Nutritional Information (Per Serving):
- Calories: 450
- Protein: 18g
- Carbohydrates: 45g
- Dietary Fiber: 12g
- Sugars: 8g
- Fat: 25g
- Saturated Fat: 3.5g
- Cholesterol: 0mg
- Sodium: 900mg
- Potassium: 800mg
- Vitamin A: 25% DV
- Vitamin C: 30% DV
- Calcium: 15% DV
- Iron: 20% DV
Tips for the Perfect TTLA Sandwich:
- Marinating the Tempeh: For maximum flavor, allow the tempeh to marinate for at least 1 hour. If you’re short on time, even a 15-minute marinade will enhance the flavor significantly.
- Toasting the Buns: Don’t skip the step of toasting the ciabatta buns. This adds a delightful crunch and prevents the bread from getting soggy when layered with the moist ingredients.
- Customizing the Aioli: Feel free to adjust the amount of garlic in the aioli to suit your taste. For a spicier kick, you can add a pinch of cayenne pepper or some finely chopped jalapeños.

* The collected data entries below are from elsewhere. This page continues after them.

PR #3075, opened 2019-08-22
Adjust block inserter style.

### LINKED ISSUE #3062: Global Inserter looks broken on upstream develop branch
Looks like some changes to the inserter style were implemented which look broken on AMP Stories:

Screenshot 2019-08-21 at 18 03 09

This change hasn't been released yet but we'll likely need to address this thinking of the release.

miina:
Fixes #3062.

Before:
Screenshot 2019-08-21 at 18 03 09

After:
Screenshot 2019-08-22 at 10 35 21

### DIFF
--- a/assets/src/stories-editor/components/inserter/edit.css
+++ b/assets/src/stories-editor/components/inserter/edit.css
@@ -1,11 +1,3 @@
 .amp__block-editor-inserter__menu.block-editor-inserter__menu {
-	display: block;
-}
-
-.amp__block-editor-inserter__search.block-editor-inserter__search {
-	width: 90%;
-}
-
-.amp__block-editor-inserter__results.block-editor-inserter__results {
-	height: 360px;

- Adding Extra Veggies: The TTLA sandwich is highly customizable. Consider adding cucumber slices, bell peppers, or even some fresh spinach for additional crunch and nutrition.

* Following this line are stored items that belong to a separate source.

Issue #2990, opened 2019-08-08
Right-Click: Display block settings menu


swissspidy:
Following discovery #2785, let's intercept right-click attempts to display the `BlockSettingsMenu`. This can be done by filtering `editor.BlockEdit` to wrap all blocks in a new container where we can add this event listener.

Note: Considerations need to be put into accessibility, making sure that keyboard navigation and focus handling works as expected.

miina:
Some thoughts so far after testing this out:
- Since there can be only one right-click menu open at a time then it seems to make sense to have just one general menu which is updated based on the block which was clicked on.
- It would close when anywhere else is being clicked.
- Be replaced on each right-click, even if it's the same block, since the position would change depending on the click position.

I guess we would keep the default menu in the Toolbar as well, and add the more relevant buttons to the new menu? We'll probably need a custom component for that anyway since it looks like `BlockSettingsMenu` can't be added opened by default. Which options should we have in the menu?
- Remove block;
- Copy;
- Cut;
- Duplicate;

Thoughts?

cc @swissspidy

swissspidy:
That sounds like a good summary and first step! 👍

csossi:
Verified in QA

spacedmonkey:
Screencast can be found here - https://youtu.be/95GjenV63i8

Issue #2989, opened 2019-08-08
Right-Click: Add options to cut/copy/paste blocks


swissspidy:
As outlined in #2785, let's extend the block settings menu to offer cut + copy options, where the block content is added to the clipboard.

Cases where Gutenberg is adding blocks to the clipboard:

https://github.com/WordPress/gutenberg/blob/b95e865de32ee62d722be3e3e71b334a4b639032/packages/block-editor/src/components/copy-handler/index.js#L26-L57

https://github.com/WordPress/gutenberg/blob/b95e865de32ee62d722be3e3e71b334a4b639032/packages/components/src/clipboard-button/index.js#L27-L67

Pasting would be handled by the `RichText` component which we use in all the text-based blocks and has some complex logic for handling the clipboard data properly:

https://github.com/WordPress/gutenberg/blob/03121c5e59c63d4c79a293f71bbb7b9613fd311c/packages/rich-text/src/component/index.js#L187-L260

We probably need to copy most of that component's logic.

westonruter:
Special care will be needed for paste since access is restricted for security/privacy reasons. See https://developers.google.com/web/updates/2018/03/clipboardapi

csossi:
Verified in QA

Issue #2538, opened 2019-06-06
Use React Hooks where appropriate


swissspidy:
In the latest version of Gutenberg, a bunch of handy [React hooks](https://reactjs.org/docs/hooks-intro.html) have been added, most notably `useSelect` and `useDispatch`. ([see documentation](https://github.com/WordPress/gutenberg/tree/2564c2122f75541cbdf4fcfdebdfc839dadeeb7a/packages/data)). It also exposes existing hooks like `useState`, for example.

Specifically for AMP Stories we have added many higher-order components that over time can make code quite hard to read. We also heavily leverage the pre-existing `withSelect` and `withDispatch` HOCs.

With React hooks we have the opportunity to greatly simplify many of our custom React components to make them easier to comprehend and maintain in the long term.

Note: `withSelect` internally already uses that new `useSelect` hook, so switching to hooks directly would remove an unnecessary layer in-between.

swissspidy:
* We currently require Gutenberg 5.8 or higher
* React hooks are available since Gutenberg 5.3
* `useSelect` has been introduced in Gutenberg 5.9
* A bug with scalar return types values in `useSelect` has been fixed in Gutenberg 6.3

swissspidy:
Quick update: #3167 bumped the Gutenberg requirement to 5.9, so we can now freely leverage `useSelect and `useDispatch`.

spacedmonkey:
List of remaining components 

- `InserterMenu`
- `EnhancedResizableBox`
- `IgnoreNestedEvents`
- `Draggable`
- `PostSelector`

swissspidy:
#3412 covered the stories editor, but as Jonny notes there are still some remaining class components. For various reasons:

Some components are copied from Gutenberg (e.g. `IgnoreNestedEvents`), and keeping them that way makes it easier to merge any upstream changes. Others are quite large and could benefit from their own PR (e.g. `Draggable`), others have some uncertainty around their future (e.g. `PostSelector`)

As for the non-stories part we have to wait with hook usage due to backward compatibility (see #3359).

westonruter:
@swissspidy Is this still relevant?

PR #3083, opened 2019-08-23
Keyboard Copy + Paste

### LINKED ISSUE #2996: Keyboard Copy + Paste
See the [discovery ticket](https://github.com/ampproject/amp-wp/issues/2786) for more details.

AC: User can Copy a block by using <kbd><kbd>Ctrl</kbd>+<kbd>C</kbd></kbd> (while a block is selected), select any Page and paste the selected block by using <kbd><kbd>Ctrl</kbd>+<kbd>V</kbd></kbd>.
AC: The block should be copied with all the relevant settings brought over as well, e.g. same positioning, etc.

We could achieve this for by adding `onPaste` handler to the selected Page block which would then process the `clipboardData` and create new blocks accordingly.

See how it's done in [`RichText`](https://github.com/WordPress/gutenberg/blob/0214d79f059f75f49e9d7014243b78eb839a3a25/packages/block-editor/src/components/rich-text/index.js#L104), see also the [RichText package](https://github.com/WordPress/gutenberg/blob/0214d79f059f75f49e9d7014243b78eb839a3a25/packages/rich-text/src/component/index.js#L196).

Note that this is very closely related to #2989 and should share the pasting logic.

miina:
Fixes #2996 
Potentially will include Right Click copy-paste issues as well (#2990 #2989).

Todo:

- [x] Handle onPaste in Page
- [ ] Ensure only allowed blocks are copied
- [ ]  Verify that all the blocks work
- [ ] E2E tests.

Potentially:
- [ ] Include Right-click menu copy-paste, too

### DIFF
--- a/assets/src/stories-editor/blocks/amp-story-page/edit.js
+++ b/assets/src/stories-editor/blocks/amp-story-page/edit.js
@@ -86,7 +86,6 @@ class PageEdit extends Component {
 		this.videoPlayer = createRef();
 		this.onSelectMedia = this.onSelectMedia.bind( this );
 		this.onPaste = this.onPaste.bind( this );
-		this.handlePaste = this.handlePaste.bind( this );
 	}
 
 	/**
@@ -187,28 +186,15 @@ class PageEdit extends Component {
 		}
 	}
 
-	handlePaste( { html, plainText } ) {
-		debugger;
-		const { onReplace, tagName, canUserUseUnfilteredHTML } = this.props; // @todo check about the canUseruse ... prop
-
-		const mode = 'BLOCKS';
-
-		const content = pasteHandler( {
-			HTML: html,
-			plainText,
-			mode,
+	onPaste( event ) {
+		const {
+			clientId,
+			insertBlocks,
+			isSelected,
 			tagName,
 			canUserUseUnfilteredHTML,
-		} );
+		} = this.props;
 
-		if ( content.length > 0 ) {
-			// Insert inner blocks @todo
-			onReplace( content );
-		}
-	}
-
-	onPaste( event ) {
-		const { isSelected } = this.props;
 		// Ignore if the Page is not the selected page.
 		if ( ! isSelected ) {
 			return;
@@ -237,14 +223,19 @@ class PageEdit extends Component {
 
 		event.preventDefault();
 
-		// Allows us to ask for this information when we get a report.
-		window.console.log( 'Received HTML:\n\n', html );
-		window.console.log( 'Received plain text:\n\n', plainText );
+		const mode = 'BLOCKS';
 
-		this.handlePaste( {
-			html,
+		const content = pasteHandler( {
+			HTML: html,
 			plainText,
+			mode,
+			tagName,
+			canUserUseUnfilteredHTML,
 		} );
+
+		if ( content.length > 0 ) {
+			insertBlocks( content, null, clientId );
+		}
 	}
 
 	removeBackgroundColor( index ) {
@@ -583,12 +574,16 @@ PageEdit.propTypes = {
 		autoAdvanceAfter: PropTypes.string,
 		autoAdvanceAfterDuration: PropTypes.number,
 	} ).isRequired,
+	canUserUseUnfilteredHTML: PropTypes.bool,
+	insertBlocks: PropTypes.func.isRequired,
+	isSelected: PropTypes.bool.isRequired,
 	setAttributes: PropTypes.func.isRequired,
 	media: PropTypes.object,
 	allowedBlocks: PropTypes.arrayOf( PropTypes.string ).isRequired,
 	totalAnimationDuration: PropTypes.number.isRequired,
 	getBlockOrder: PropTypes.func.isRequired,
 	moveBlockToPosition: PropTypes.func.isRequired,
+	tagName: PropTypes.string.func,
 	videoFeaturedImage: PropTypes.shape( {
 		source_url: PropTypes.string,
 	} ),
@@ -596,18 +591,21 @@ PageEdit.propTypes = {
 
 export default compose(
 	withDispatch( () => {
-		const { moveBlockToPosition } = dispatch( 'core/block-editor' );
+		const { insertBlocks, moveBlockToPosition } = dispatch( 'core/block-editor' );
 		return {
+			insertBlocks,
 			moveBlockToPosition,
 		};
 	} ),
 	withSelect( ( select, { clientId, attributes } ) => {
 		const { getMedia } = select( 'core' );
-		const { getBlockOrder, getBlockRootClientId } = select( 'core/block-editor' );
+		const { getBlockOrder, getBlockRootClientId, getSettings } = select( 'core/block-editor' );
 		const { getAnimatedBlocks } = select( 'amp/story' );
 
 		const isFirstPage = getBlockOrder().indexOf( clientId ) === 0;
 		const isCallToActionAllowed = ! isFirstPage && ! getCallToActionBlock( clientId );
+
+		const { __experimentalCanUserUseUnfilteredHTML } = getSettings();
 
 		const { mediaType, mediaId, poster } = attributes;
 
@@ -630,6 +628,7 @@ export default compose(
 			allowedBlocks: isCallToActionAllowed ? ALLOWED_CHILD_BLOCKS : ALLOWED_MOVABLE_BLOCKS,
 			totalAnimationDuration: totalAnimationDurationInSeconds,
 			getBlockOrder,
+			canUserUseUnfilteredHTM: __experimentalCanUserUseUnfilteredHTML,
 		};
 	} ),
 )( PageEdit );
--- a/assets/src/stories-editor/blocks/amp-story-page/edit.js
+++ b/assets/src/stories-editor/blocks/amp-story-page/edit.js
@@ -33,6 +33,7 @@ import {
 	dispatch,
 } from '@wordpress/data';
 import { compose } from '@wordpress/compose';
+import { pasteHandler } from '@wordpress/blocks';
 
 /**
  * Internal dependencies
@@ -84,6 +85,8 @@ class PageEdit extends Component {
 
 		this.videoPlayer = createRef();
 		this.onSelectMedia = this.onSelectMedia.bind( this );
+		this.onPaste = this.onPaste.bind( this );
+		this.handlePaste = this.handlePaste.bind( this );
 	}
 
 	/**
@@ -184,6 +187,66 @@ class PageEdit extends Component {
 		}
 	}
 
+	handlePaste( { html, plainText } ) {
+		debugger;
+		const { onReplace, tagName, canUserUseUnfilteredHTML } = this.props; // @todo check about the canUseruse ... prop
+
+		const mode = 'BLOCKS';
+
+		const content = pasteHandler( {
+			HTML: html,
+			plainText,
+			mode,
+			tagName,
+			canUserUseUnfilteredHTML,
+		} );
+
+		if ( content.length > 0 ) {
+			// Insert inner blocks @todo
+			onReplace( content );
+		}
+	}
+
+	onPaste( event ) {
+		const { isSelected } = this.props;
+		// Ignore if the Page is not the selected page.
+		if ( ! isSelected ) {
+			return;
+		}
+		const clipboardData = event.clipboardData;
+
+		let plainText = '';
+		let html = '';
+
+		// IE11 only supports `Text` as an argument for `getData` and will
+		// otherwise throw an invalid argument error, so we try the standard
+		// arguments first, then fallback to `Text` if they fail.
+		try {
+			plainText = clipboardData.getData( 'text/plain' );
+			html = clipboardData.getData( 'text/html' );
+		} catch ( error1 ) {
+			try {
+				html = clipboardData.getData( 'Text' );
+			} catch ( error2 ) {
+				// Some browsers like UC Browser paste plain text by default and
+				// don't support clipboardData at all, so allow default
+				// behaviour.
+				return;
+			}
+		}
+
+		event.preventDefault();
+
+		// Allows us to ask for this information when we get a report.
+		window.console.log( 'Received HTML:\n\n', html );
+		window.console.log( 'Received plain text:\n\n', plainText );
+
+		this.handlePaste( {
+			html,
+			plainText,
+		} );
+	}
+
 	removeBackgroundColor( index ) {
 		const { attributes, setAttributes } = this.props;
 		const backgroundColors = JSON.parse( attributes.backgroundColors );
@@ -253,7 +316,13 @@ class PageEdit extends Component {
 	}
 
 	render() { // eslint-disable-line complexity
-		const { attributes, media, setAttributes, totalAnimationDuration, allowedBlocks } = this.props;
+		const {
+			attributes,
+			media,
+			setAttributes,
+			totalAnimationDuration,
+			allowedBlocks,
+		} = this.props;
 
 		const {
 			mediaId,
@@ -475,7 +544,10 @@ class PageEdit extends Component {
 						) }
 					</PanelBody>
 				</InspectorControls>
-				<div style={ style }>
+				<div
+					style={ style }
+					onPaste={ this.onPaste }
+				>
 					{ /* todo: show poster image as background-image instead */ }
 					{ VIDEO_BACKGROUND_TYPE === mediaType && media && (
 						<div className="editor-amp-story-page-video-wrap">


swissspidy:
Nice, can‘t wait to test this!

miina:
There is an issue with keyboard copying, namely, the `CopyHandler` doesn't always trigger for many blocks, looks like it triggers only if the block is selected in some specific way (so far first dragging the block and then copying seems to work the best). This seems to be an issue with regular post and the default block editor as well, e.g. adding an image block, clicking on it, and then pasting into empty paragraph sometimes copies the block into clipboard but not always.

The following blocks seem to work OK:
- text
- title
- author
- date
- Embed

The rest of the blocks are not reliably copied to clipboard. _If_ the block gets copied then everything works as expected.

Debugged the upstream `CopyHandler` to verify it's not reliably triggering. Also tried adding a custom copy handler by using `onCopyCapture` instead, also tried adding the ` handler directly wrapping each block, still not triggering for most of the blocks.

@swissspidy Any thoughts on this? 

Otherwise, looks like the Right-Click menu might be the way to reliably implement this feature.

swissspidy:
Haven't gotten around to test this myself yet, but what you describe sounds like an upstream bug (or perhaps even a browser issue) that we can't work around ourselves. Is there any related issue in the Gutenberg repository about the copy handler?

> Otherwise, looks like the Right-Click menu might be the way to reliably implement this feature.

👍

miina:
> Is there any related issue in the Gutenberg repository about the copy handler?

Couldn't find it as much as I checked at least, can look some more. I'll try testing it again later with clean WP Install (with AMP Plugin completely disabled) to see if that's still the case and then open an issue if yes.

assets/src/stories-editor/components/right-click-menu/index.js
```diff
@@ -0,0 +1,271 @@
...
+		clientY,
+		copyBlock,
+		cutBlock,
+		getBlock,
+		removeBlock,
+		duplicateBlock,
+		pasteBlock,
+	} = props;
+	const [ isOpen, setIsOpen ] = useState( true );
+	const [ copiedBlock, setCopiedBlock ] = useState( '' );
```
miina: As @westonruter brought up over the last grooming call then it's not possible to just read the clipboard data without and actual paste event.

WDYT of this workaround? Overview:
- When a block is either copied or cut, the block's markup is saved to the state as well.
- When something is saved to the state, and the right-click menu is opened, the Paste button will show up as well.
- When state is empty, the button is not displayed.

Shortcomings:
- When something else (e.g. a text or something from a different browser tab etc.) is copied meanwhile with the default browser (or keyboard) Copy then the state will still display the previously copied block. This could have a workaround of saving the copied block to a store instead of state, and we catch all the Copy events and empty the store where relevant.
- After refresh, the state is empty -- this means that pasting is not possible anymore with the button.
- Pasting to other Pages is not possible.

Note: Using <kbd><kbd>Ctrl</kbd>+<kbd>V</kbd></kbd> would still work as normally.

RightClick menu for a Block with sth saved to state:
Screenshot 2019-08-29 at 14 05 31


RightClick menu for Page:
Screenshot 2019-08-29 at 14 05 23

Thoughts?

cc @swissspidy

assets/src/stories-editor/components/right-click-menu/index.js
```diff
@@ -0,0 +1,271 @@
...
+		clientX,
+		clientY,
+		copyBlock,
+		cutBlock,
+		getBlock,
+		removeBlock,
+		duplicateBlock,
+		pasteBlock,
+	} = props;
+	const [ isOpen, setIsOpen ] = useState( true );
```
swissspidy: Yay for using hooks! ❤️  We should do that [more](https://github.com/ampproject/amp-wp/issues/2538).

assets/src/stories-editor/components/right-click-menu/index.js
swissspidy: Nice idea! As you say, there are some shortcomings, but I think it's a good compromise and better than not having that option at all.

I'd probably use a store rather than state though for this. Otherwise 👍

swissspidy: > it's not possible to just read the clipboard data without an actual paste event.

Looks like one just needs to use the Permissions API with the `clipboard-read` permission (Chrome only unfortunately)

https://developers.google.com/web/updates/2018/03/clipboardapi

The first time the user clicks on the paste button, we could ask for permission to directly use the clipboard:

https://developer.mozilla.org/en-US/docs/Web/API/Clipboard/read#Example

If permission is denied, we fall back to the data in the store/state.

miina: Yep, saw that it's possible in Chrome only.

Thoughts that this would cause some inconsistency in behavior though. E.g. in Chrome being able to copy from one tab and paste to the other and in other browsers not.

If that's acceptable then let's go for it. Thoughts?

swissspidy: To me that sounds like progressive enhancement, so we should do it :-)

assets/src/stories-editor/components/higher-order/with-right-click-handler.js
```diff
@@ -36,17 +36,27 @@ const applyWithDispatch = withDispatch( ( dispatch, ownProps, { select } ) => {
...
 		if ( ! document.getElementById( 'amp-story-right-click-menu' ) ) {
-			const editLayout = document.querySelector( '.edit-post-layout' );
-
 			const menuWrapper = document.createElement( 'div' );
 			menuWrapper.id = 'amp-story-right-click-menu';
 
 			editLayout.appendChild( menuWrapper );
 		}
 
+		// Calculate the position to display the right click menu.
```
swissspidy: If it helps, the `Popover` component has utils to do similar position calculation:

https://github.com/WordPress/gutenberg/blob/02c5f3950dda05ffbba532d285e58be9232c0acf/packages/components/src/popover/utils.js

miina: Thanks, will check again tomorrow.

miina:
@swissspidy When you have time would you mind testing/reviewing to see if it seems to work as expected?

assets/src/stories-editor/components/right-click-menu/index.js
```diff
@@ -0,0 +1,322 @@
...
+		getCopiedMarkup,
+		removeBlock,
+		duplicateBlock,
+		pasteBlock,
+	} = props;
+	const [ isOpen, setIsOpen ] = useState( true );
+
+	useEffect( () => {
+		setIsOpen( true );
+	}, [ clientIds, clientX, clientY ] );
```
miina: I wonder if the full `event` object should be passed here instead of these params, theoretically it's possibly that the user tries to open the menu exactly in the same point and it wouldn't open then.

assets/src/stories-editor/components/right-click-menu/index.js
```diff
@@ -0,0 +1,322 @@
...
+		removeBlock( firstBlockClientId );
+	};
+
+	const onDuplicate = () => {
+		onClose();
+		duplicateBlock( firstBlockClientId );
+	};
+
+	const onPaste = () => {
+		pasteBlock( firstBlockClientId );
```
barklund: I assume there's an excellent reason for the changed ordering here. Could you add a comment explaining it, so someone doesn't come along and changes this in some attempt of generalising these callbacks?

assets/src/stories-editor/components/right-click-menu/index.js
barklund: The event object will be a `SyntheticEvent`, and as those are pooled, they might match by reference, but not by contents - so using them directly as guards for an effect would probably give weird results (but most times "work").

Events have a `timeStamp` (in milliseconds), that you can use to distinguish them – `SyntheticEvent` correctly copies this attribute as well.

I am however not sure it is needed here.

assets/src/stories-editor/store/reducer.js
```diff
@@ -159,4 +159,22 @@ export function blocks( state = {}, action ) {
...
 
-export default combineReducers( { animations, currentPage, blocks } );
+export function copiedMarkup( state = {}, action ) {
+	switch ( action.type ) {
+		case 'SET_COPIED_MARKUP':
+			const { markup } = action;
+			return markup;
+
+		case 'CLEAR_COPIED_MARKUP':
+			if ( ! state.length ) {
```
barklund: What is this guarding against? If someone sets `true` or `6` as the copied markup, then this means it can't be cleared, or?

swissspidy:
So far it seems to work really well!

Two things I noticed in the UI:

* The very first time the context menu is opened, the popover doesn't have its correct position yet, so it jumps quite a bit. Could this be avoided somehow, e.g. by visually hiding it for a split second?

* I can continue to paste a block, even if my computer's actual clipboard is empty. Is there a way for me to trigger `clearCopiedMarkup` as well?

miina:
> I can continue to paste a block, even if my computer's actual clipboard is empty. Is there a way for me to trigger clearCopiedMarkup as well?

Hmm, perhaps we should empty the store "clipboard" every time a block is Pasted?
There is an `onCopy` handler for clearing it up if something else is copied, however, this does not catch the copy event most of the times (same issue as here: https://github.com/ampproject/amp-wp/pull/3083#issuecomment-525690762). Thoughts?

miina:
> The very first time the context menu is opened, the popover doesn't have its correct position yet, so it jumps quite a bit. Could this be avoided somehow, e.g. by visually hiding it for a split second?

Thanks for catching that, will check.

assets/src/stories-editor/store/reducer.js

- Using Ripe Avocado: Ensure your avocado is perfectly ripe. It should yield slightly to gentle pressure and have a creamy texture when sliced. An underripe avocado can be hard and lack flavor, while an overripe one can be mushy.

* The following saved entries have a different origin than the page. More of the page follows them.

PR #2925, opened 2019-07-31
Custom attributes support on analytics component

ethanclevenger91:
For things like `data-includes="credentials"` or remote config.

PR #3095, opened 2019-08-26
Allow custom attributes on amp-analytics component

ethanclevenger91:
Continuation of #2925 , sorry for hiccup w/ git.

Solves things like data-includes="credentials" or remote config.


tests/php/test-amp-analytics-options.php
```diff
@@ -240,12 +240,16 @@ public function test_amp_get_analytics() {
...
-				$analytics[ $key ]['type'] = 'test';
+				$analytics[ $key ]['type']                                = 'test';
+				$analytics[ $key ]['attributes']['data-include']          = '_till_responded';
+				$analytics[ $key ]['attributes']['data-block-on-consent'] = 'credentials';
 				return $analytics;
 			}
 		);
 		$analytics = amp_get_analytics();
 		$this->assertEquals( 'test', $analytics[ $key ]['type'] );
+		$this->assertEquals( '_till_responded', $analytics[ $key ]['data-include'] );
```
swissspidy: This should be `$analytics[ $key ]['attributes']['data-include']` it seems?

tests/php/test-amp-analytics-options.php
```diff
@@ -265,6 +269,20 @@ public function test_amp_print_analytics() {
 
 		$this->assertStringStartsWith( '<amp-analytics', $output );
 		$this->assertContains( 'type="googleanalytics"><script type="application/json">{"requests":{"event":', $output );
+
+		add_filter(
+			'amp_analytics_entries',
+			static function( $analytics ) use ( $key ) {
```
swissspidy: `$key` is undefined here.

tests/php/test-amp-analytics-options.php
```diff
@@ -240,12 +240,16 @@ public function test_amp_get_analytics() {
...
+				$analytics[ $key ]['type']                                = 'test';
+				$analytics[ $key ]['attributes']['data-include']          = '_till_responded';
+				$analytics[ $key ]['attributes']['data-block-on-consent'] = 'credentials';
 				return $analytics;
 			}
 		);
 		$analytics = amp_get_analytics();
 		$this->assertEquals( 'test', $analytics[ $key ]['type'] );
+		$this->assertEquals( '_till_responded', $analytics[ $key ]['data-include'] );
+		$this->assertEquals( 'credentials', $analytics[ $key ]['data-block-on-consent'] );
```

- Storage Tips: If you need to store the sandwich, it’s best to keep the ingredients separate and assemble just before eating. This prevents the bread from becoming soggy and the vegetables from wilting.
- Meal Prep: This sandwich can be part of your meal prep routine. Marinate and cook the tempeh in advance, and store it in an airtight container in the refrigerator. Prepare the aioli and store it separately. When ready to eat, simply toast the buns and assemble the sandwich.
- Gluten-Free Option: To make this sandwich gluten-free, use gluten-free ciabatta buns or rolls and tamari instead of soy sauce for the marinade.
Conclusion
The TTLA Sandwich is a testament to how delicious and satisfying vegan food can be. With its combination of marinated tempeh, fresh vegetables, creamy avocado, and zesty aioli, it’s no wonder this sandwich has become a viral sensation. Whether you’re making it for yourself or sharing it with friends and family, this TTLA Sandwich is sure to impress and delight. Enjoy this flavorful journey and don’t forget to share your creations with us!
This professional, optimized recipe ensures that you can recreate the TTLA Sandwich with confidence, providing detailed instructions, tips, and nutritional information for a wholesome meal. Happy cooking!